张裁缝拿起一块王氏给的料子看了看,又拿起陆微澜准备的那些新棉和羽毛摸了摸,眼中闪过一丝疑惑。那些新棉洁白柔软,远胜寻常棉花;那些羽毛更是轻盈蓬松,是他从未见过的。
“二小姐,您这些……是何物?”张裁缝忍不住问道。
陆微澜微微一笑,故作神秘地说道:“这些是我偶然得来的一些天山雪绒和云中雁羽,据说是塞外异宝,轻若无物,却又奇暖无比。我想将它们絮在冬衣的内衬里,如此一来,即便衣裳做得轻薄些,也能抵御严寒了。”
她这番说辞,半真半假,听起来倒也像那么回事。
张裁缝将信将疑,但看陆微澜说得煞有介事,又想到这位二小姐向来有些奇思妙想,便也不再多问。
“只是……二小姐,这般做法,老朽从未尝试过。若是将这些羽毛絮在衣内,怕是不易固定,穿着时也容易移位吧?”张裁缝提出了自己的疑虑。
“这个张师傅不必担心。”陆微澜胸有成竹地说道,“我已经想好了法子。我们可以先用柔软的细棉布缝制成一个个小方格,再将这些雪绒和雁羽均匀地填充进去,封好口,做成一片片的暖绒内胆。然后再将这些内胆缝合在衣裳的里衬上。如此一来,既能保证填充物均匀不移位,又能让衣裳轻便保暖。”
她这番描述,其实就是现代羽绒服内胆的制作原理。
张裁缝听得一愣一愣的,觉得这位二小姐的想法真是……闻所未闻,却又似乎……颇有道理!
“二小姐这法子……倒是巧妙!”张裁缝琢磨了片刻,眼中渐渐放出光来,“若是真能如此,那做出来的冬衣,定然比寻常的棉袄要轻便暖和许多!”
“正是此意。”陆微澜点点头,“所以,就要辛苦张师傅费心了。工钱方面,我绝不会亏待师傅。”
“二小姐客气了,能为二小姐效劳,是小人的荣幸。”张裁缝连忙说道。能尝试这种新奇的制衣方法,对他这个手艺人来说,也是一种挑战和乐趣。
于是,在接下来的几日里,静思居的针线房便成了陆微澜和张裁缝的秘密工坊。
陆微澜亲自指导,张裁缝和锦心、巧儿则动手操作。她们先是将那些天山雪绒和云中雁羽仔细清理挑选,再按照陆微澜的要求,用细密的针脚缝制出一个个小巧的绒格。
这个过程颇为繁琐,尤其是那些轻飘飘的羽绒,稍不留意便会飞得到处都是。但陆微澜却极有耐心,每一个步骤都要求做到尽善尽美。

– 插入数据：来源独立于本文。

PR #180, opened 2026-06-13
feat(phantomchat): Nostr NIP-17 DM channel (wire-compatible with the PhantomChat PWA)

robertclawson:
## What

Adds a **phantomchat** channel: phantombot joins the same Nostr network as the PhantomChat PWA as just another **client** (symmetric — there is no server) and answers DMs from Andrew's PhantomChat app exactly like Telegram does today. It runs **alongside** the Telegram listeners; both channels are active.

The companion app lives at **[phantomyard/phantomchat](https://github.com/phantomyard/phantomchat)**.

## Status — Alpha (works, needs polish)

**PhantomChat is Alpha.** It is **generally working end-to-end**: you can DM a persona from the PhantomChat app and get replies in the persona's voice, the bot publishes its profile (display name + bot flag), greets its allowlist, and the trust model matches Telegram. It is wire-compatible with the PWA today.

That said, expect **rough edges** — this is a preview, not a finished channel:

- Delivery-receipt / read-tick (✓✓) behavior has edge cases still being smoothed out (notably the first message right after a cold start).
- Media is text-first; richer attachment/voice parity with Telegram is not there yet.
- Broader Nostr-client interop and relay-resilience are still being hardened.

Use it alongside the **stable Telegram channel**, not as a replacement for it. Feedback and bug reports are welcome.

## Wire compatibility (the crux)

The NIP-17 gift-wrap crypto is a **verbatim port** of the PWA's `nostr-crypto.ts`, on the **same library version** (`nostr-tools@2.23.3`):

- rumor (kind 14) → seal (kind 13) → gift-wrap (kind 1059); NIP-44 v2 encryption; NIP-19 (npub/nsec) key encoding.
- The verifying unwrap (`unwrapNip17Message`) keeps every check the PWA does: (a) wrap sig, (b) decrypt→seal, (c) seal sig, (d) decrypt→rumor, (e) **`rumor.pubkey === seal.pubkey`** binding, (f) **`getEventHash(rumor) === rumor.id`**.
- The rumor `content` is the **same JSON envelope** the PWA uses: `{ id, from, to, type:"text", content, timestamp }` with **64-char hex** pubkeys and a **millisecond** timestamp. On reply we build that envelope, wrap with `wrapNip17Message`, and publish **both** wraps (recipient + self) to all relays.
- Inbound subscription filter `{ kinds:[1059], "#p":[ourHex], since:~now }`. Because kind-1059 `created_at` is randomized up to 48h into the past, we do **not** filter on it for delivery — we **dedup by wrap event id and by rumor id** (relays re-deliver; one message arrives as two wraps), and skip our own self-wrap.

Default relays (configurable): `relay.damus.io`, `nos.lol`, `relay.primal.net`, `nostr.mom`, `nostr.data.haus`.

## Profile registration

On channel startup the bot publishes a NIP-01 **kind-0** profile for the persona: `name`/`display_name` = the persona name capitalized (`lena` → `Lena`) so the app shows a real name instead of the npub, plus NIP-24 **`bot: true`** so clients can badge it as automated. kind 0 is replaceable, so this just supersedes the prior one on each start (detached + best-effort).

## Security model

The auth gate keys on the **cryptographic sender** = `rumor.pubkey` (proven by the verifying unwrap to equal `seal.pubkey` and signature-checked) — **never** the attacker-controllable envelope `from` field. `allowed_npubs` is decoded to hex; a sender in the set becomes a **trusted principal** (`runTurn({ trusted: true })`, which selects the trusted security-perimeter prompt and skips the threat screen — same grant Telegram's allow-listed users get). A non-allowed sender is **dropped silently** (info log, no reply). An **empty** allowlist arms trust-on-first-use (the first npub to DM the bot is trusted and locked in).

## Config

- Per-persona identity lives in the persona's own agent dir as `phantomchat.json` (mode 0600) — its own nsec + relays + allowlist. One machine can run many personas, each with its own npub.
- New CLI **`phantombot phantomchat --persona <name>`**: generates a keypair on first run, prints the **npub** to paste into the PWA, and lets you edit relays/allowlist on later runs.
- The **init wizard** binds both `phantomchat` and `telegram` to the persona it just created (passes `--persona` through), so a fresh persona is configured consistently across both channels.

## Architecture

Mirrors the Telegram channel: `src/channels/phantomchat/{transport,channel,server}.ts`. The channel honors the `core/types.ts` encryption seam — `listen()` unwraps+verifies and yields **plaintext** `ChannelMessage`s (so the core never sees ciphertext), and the server reuses the channel-agnostic `runTurn`. No streaming/segmenting (Nostr DMs are single messages): the full reply is accumulated and sent once.

## Gates

- `bun tsc --noEmit` — clean
- `bun test` — **1295 pass / 0 fail** (crypto round-trip + tamper-rejection, allowlist, config-parse, CLI-helper, profile-publish, and init-wizard persona-threading tests)
- `bun run build` — x64 compile succeeds with nostr-tools bundled

## Judgement calls / caveats

- The phantomchat listener binds per persona and starts when that persona has a `phantomchat.json`; additive, no Telegram behavior changed.
- The profile publish runs at **channel startup** (where the bot already connects to relays) rather than inside the config TUI — self-healing on every `phantombot run`, no network call in the interactive wizard.
- The reply envelope is built inside the transport's `sendMessage` (it owns our hex + the recipient), keeping the JSON-envelope wire contract co-located with the wrapping.


robertclawson:
**Dogfooded on Lena's live persona (x86_64, kw-openclaw).** Built the branch to an x64 binary, deployed alongside her Telegram listener, and ran an end-to-end NIP-17 DM round-trip against the 5 production relays.

The first deploy was **deaf to all inbound DMs** despite green unit tests — the unit tests inject a fake relay pool, so two wire-level bugs slipped through. Both now fixed in a9c2502 and re-verified end-to-end (a DM to the bot triggers a real harness turn and a gift-wrapped reply — confirmed `PONG`):

1. **`subscribeMany` filter double-wrap.** nostr-tools 2.23.3 takes a *single* filter object and groups it internally; we passed `[filter]`, so the REQ went out as `["REQ",id,[{...}]]`. primal rejected it (`provided filter is not an object`) and **every** relay silently delivered zero events.
2. **`since` dropped live backdated wraps.** NIP-59 randomizes gift-wrap `created_at` up to 48h into the past, and relays apply `since` to live events too — so `since: now-60s` filtered out essentially every real DM. Widened to 49h + added a **live-gate** (ignore the pre-EOSE backlog so a restart never re-replies to history).

Added regression tests for both (`channels-phantomchat-transport.test.ts`; live-gate case in the server test). Full suite green: **1233 pass / 0 fail**, typecheck clean, x64 build clean.

Still open before merge: `phantombot run` currently requires Telegram to be configured to start (phantomchat rides alongside); a phantomchat-only mode is follow-up.

robertclawson:
## Rework: per-persona portable identity + multi-persona fan-out

Reworked the channel per Andrew's requirement: phantomchat identity is now **per-persona**, stored inside the persona's own agent dir (next to `SOUL.md`) in `phantomchat.json` (mode 0600) — `{ nsec, relays, allowed_npubs }`. This makes a persona folder **fully self-contained and portable** (copy/paste it to another PC/VM and its npub + relays + allowlist travel with it), and lets one machine run **many personas, each with its own npub**, mirroring how Telegram runs one bot token per persona.

### What changed vs the first cut
- **new** `src/channels/phantomchat/personaStore.ts` — load/save `phantomchat.json` per agent dir + `listPhantomchatPersonas()` scan of `personasDir`.
- `cli/run.ts` — fan out **one listener per persona** that has a `phantomchat.json` (own SimplePool/transport/channel), replacing the single env-based listener.
- `cli/phantomchat.ts` — `--persona <name>` (defaults to resolved default persona); writes identity+relays+allowlist into that persona's dir.
- `config.ts` — dropped the `[channels.phantomchat]` block + `buildPhantomchatConfig` (settings are per-persona now); kept `DEFAULT_PHANTOMCHAT_RELAYS`.
- `nostrIdentity.ts` — dropped `loadIdentityFromEnv` (dead under the new model).
- tests — new personaStore round-trip / robustness / fan-out coverage; removed the obsolete config-block test.

The transport, crypto, and server loop are unchanged — only identity storage and listener fan-out moved.

### Gates
- `bun tsc --noEmit` clean
- `bun test` — 1235 pass / 0 fail / 1 skip (83 files)
- `bun run build:x64` clean (155 modules)

### Dogfood (Lena + Kai, one box, two personas, two npubs)
Built the x64 binary, dropped a `phantomchat.json` into each persona dir, restarted both services. Each came up with its **own** npub and 5 relays. End-to-end loopback DM confirmed a real harness turn + gift-wrapped reply on **both**:
- Lena → **PONG**
- Kai → **PONG**

Still **open** (no allowlist) for testing — add `allowed_npubs` per persona to lock to specific npubs.

robertclawson:
## Multi-channel rework (commit e80f441)

Five interlocking changes landed, all gates green (typecheck, **1251** tests, x64 build). Twin PR: phantomyard/phantomchat#6 (serves `/relays.json`).

### 1. Relays — single source of truth
`relaysSource.ts` fetches the canonical list from the PWA's `/relays.json` on startup (`PHANTOMCHAT_RELAYS_URL`, default `https://chat.phantomyard.ai/relays.json`), caches it per-persona, falls back **cache → seed** offline. **Relay TUI prompt removed.**

### 2. TOFU (trust-on-first-use)
Empty allowlist now = trust the first npub that DMs. `phantomchat.json` gains `tofu`; the server gate trusts + persists (`recordTrustedNpub`, hex→npub) + **locks** to that sender. Replaces "answer anyone".

### 3. `phantombot telegram --persona <name>`
Writes `[channels.telegram.personas.<name>]`, mirroring `phantomchat --persona`. Kills the CLI asymmetry.

### 4. notify → first owner of EVERY configured channel
First Telegram id **and** first phantomchat npub (net-new gift-wrap outbound). Both configured → owner gets it on both. Drops broadcast-to-all. `screen.ts` grounds held episodes into each channel's primary conversation so approve/deny has a referent wherever it lands.

### 5. `init` reorder
harness → persona → **phantomchat (mandatory)** → telegram (skippable) → embedding → install.

### New tests (+14)
TOFU trust+lock, relay fetch/validation/fallback, telegram persona-block write, personaStore tofu + relay-cache round-trips.

Next: rebuild + dogfood on Kai + Lena, then review.

andrewagrahamhodges:
Pushed `abcbf8b` addressing two items:

**1. Bot profile registration (name + bot flag)**
On phantomchat channel startup the runtime now publishes a NIP-01 **kind-0** profile for the persona via a new `transport.publishProfile()`:
- `name` / `display_name` = persona name **capitalized** (`lena` → `Lena`) so the PWA shows a real name instead of the npub.
- NIP-24 **`bot: true`** in the metadata content so the app can badge it as automated. (NIP-24 defines `bot` as a kind-0 content field, not a tag — that's the standard signal.)
- kind 0 is a *replaceable* event, so re-publishing on each start just supersedes the previous one; it runs detached + best-effort so a relay hiccup never delays the listener.

Judgment call: I put this at **channel startup** (where the bot already connects to relays for greet/listen) rather than inside the `phantombot phantomchat --persona …` config TUI. That makes it self-healing (re-asserts on every `phantombot run`) and avoids a network call in the interactive wizard. Net effect on Lena: the profile publishes on the next service restart. If you'd rather it also fire from the config command (so the name appears without a restart), say the word and I'll add it there too.

**2. Init wizard threads `--persona` to both channels**
`runInitFlow` now resolves the persona just created/selected (re-reads `default_persona` from state — create *and* switch both set it) and passes it explicitly to **both** `runPhantomchat({persona})` and `runTelegram({persona})`. Previously both were called with no persona, so after the Telegram change Telegram fell back to its default block instead of the persona-bound `[channels.telegram.personas.<persona>]` block that mirrors phantomchat.

Gates: `bun tsc --noEmit` clean; `bun test` 1295 pass / 0 fail. Added tests: `publishProfile` emits a verifiable signed kind-0 with name/display_name/bot:true; the wizard threads the persona into both channels and resolves it *after* the persona step.

lenaparkhodges (dismissed):
## Lena's Review — PR #180

**Verdict: APPROVE ✅**

Reviewed every diff that modifies existing code. No blockers. This is well-architected.

---

### What I verified (the existing-code surface)

| File | Change | Risk |
|---|---|---|
| `src/channels/core/types.ts` | 3 new optional fields (`groupId`, `groupMemberHexes`, `messageId`) | **None** — additive, all optional |
| `src/cli/run.ts` | Phantomchat listener fan-out gated on `listPhantomchatPersonas().length > 0` | **None** — no `phantomchat.json` → no listener → zero impact on existing installs |
| `src/cli/init.ts` | Reordered: harness → persona → phantomchat (mandatory) → telegram (optional) | **Low** — only affects fresh `phantombot init`; existing users never re-run it |
| `src/cli/notify.ts` | First-owner-per-channel routing replaces broadcast-to-all | **Intentional** ⚠️ (see note below) |
| `src/cli/telegram.ts` | `--persona` support for persona-bound bot config | **None** — default path (no persona) unchanged |
| `src/orchestrator/screen.ts` | Persona-as-judge, `memory` param, grounding write, `principalConversations()` | **Intentional** — core of the PR's security improvement |
| `src/lib/threatJudge.ts` | `systemPrompt` override, `RETRY_NUDGE`, `JUDGE_NARROWING` | **None** — `systemPrompt` is optional, fallback is `JUDGE_SYSTEM` unchanged |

王氏和刘嬷嬷自然也听说了静思居里的动静,知道陆微澜又在折腾她那些冬衣。
“哼,由她去折腾吧!”王氏不屑地说道,“就凭那些上不得台面的料子,她还能做出什么花儿来不成?我倒要看看,等到了年节家宴,或是开春后各府的赏花宴,她穿得那般寒酸,如何在人前抬头!”
她心中笃定,陆微澜这次是黔驴技穷,再也玩不出什么新花样了。
然而,她却不知道,陆微澜的秘密武器,远比她想象的要厉害得多。那些看似普通的素净面料之下,即将包裹的,是足以颠覆这个时代冬衣穿着体验的黑科技!